PR #2325, opened 2024-03-26
PCH Smart Linking: Prevent self-linking

vaurdan:
## Description
In some scenarios, the Smart Linking generation calls could return links for the same post for which it was generating content. Since this is not a desired behavior, this PR aims to address this issue by utilizing the newly added `url_exclusion_list` API parameter to exclude the current post permalink from the Smart Linking results.

## Motivation and context
Improve the reliability of the Smart Linking output.

## How has this been tested?
I have tested locally by faking that my post had a permalink that was usually returned as a Smart Link. After this change, that same link was never returned again for that post.


acicovic (approved):
I've updated `$url_exclusion_list` to be `mixed` per [get_param](https://developer.wordpress.org/reference/classes/wp_rest_request/get_param/)'s return type. This will also handle things gracefully even if a non-array gets passed.

Please take a look at that commit and verify you agree with the changes, I have not performed any testing.

src/content-helper/editor-sidebar/smart-linking/component.tsx
```diff
@@ -346,6 +357,19 @@ export const SmartLinkingPanel = ( {
 		occurrenceCounts: LinkOccurrenceCounts,
 		updatedBlocks: BlockUpdate[],
 	): void => {
+		// Check if any of the links being applied is a self-reference, and remove it if it is.
+		const strippedPermalink = postPermalink
+			.replace( /^https?:\/\//, '' ) // Remove HTTP(s)
+			.replace( /\/+$/, '' ); // Remove trailing slash
```
acicovic:
```suggestion
			.replace( /^https?:\/\//, '' ) // Remove HTTP(S).
			.replace( /\/+$/, '' ); // Remove trailing slash.
```

acicovic (approved):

Work order: Please copy out every entry word for word.

Answer box:
PR #2325, opened 2024-03-26
PCH Smart Linking: Prevent self-linking

vaurdan:
## Description
In some scenarios, the Smart Linking generation calls could return links for the same post for which it was generating content. Since this is not a desired behavior, this PR aims to address this issue by utilizing the newly added `url_exclusion_list` API parameter to exclude the current post permalink from the Smart Linking results.

## Motivation and context
Improve the reliability of the Smart Linking output.

## How has this been tested?
I have tested locally by faking that my post had a permalink that was usually returned as a Smart Link. After this change, that same link was never returned again for that post.


acicovic (approved):
I've updated `$url_exclusion_list` to be `mixed` per [get_param](https://developer.wordpress.org/reference/classes/wp_rest_request/get_param/)'s return type. This will also handle things gracefully even if a non-array gets passed.

Please take a look at that commit and verify you agree with the changes, I have not performed any testing.

src/content-helper/editor-sidebar/smart-linking/component.tsx
```diff
@@ -346,6 +357,19 @@ export const SmartLinkingPanel = ( {
 		occurrenceCounts: LinkOccurrenceCounts,
 		updatedBlocks: BlockUpdate[],
 	): void => {
+		// Check if any of the links being applied is a self-reference, and remove it if it is.
+		const strippedPermalink = postPermalink
+			.replace( /^https?:\/\//, '' ) // Remove HTTP(s)
+			.replace( /\/+$/, '' ); // Remove trailing slash
```
acicovic:
```suggestion
			.replace( /^https?:\/\//, '' ) // Remove HTTP(S).
			.replace( /\/+$/, '' ); // Remove trailing slash.
```

acicovic (approved):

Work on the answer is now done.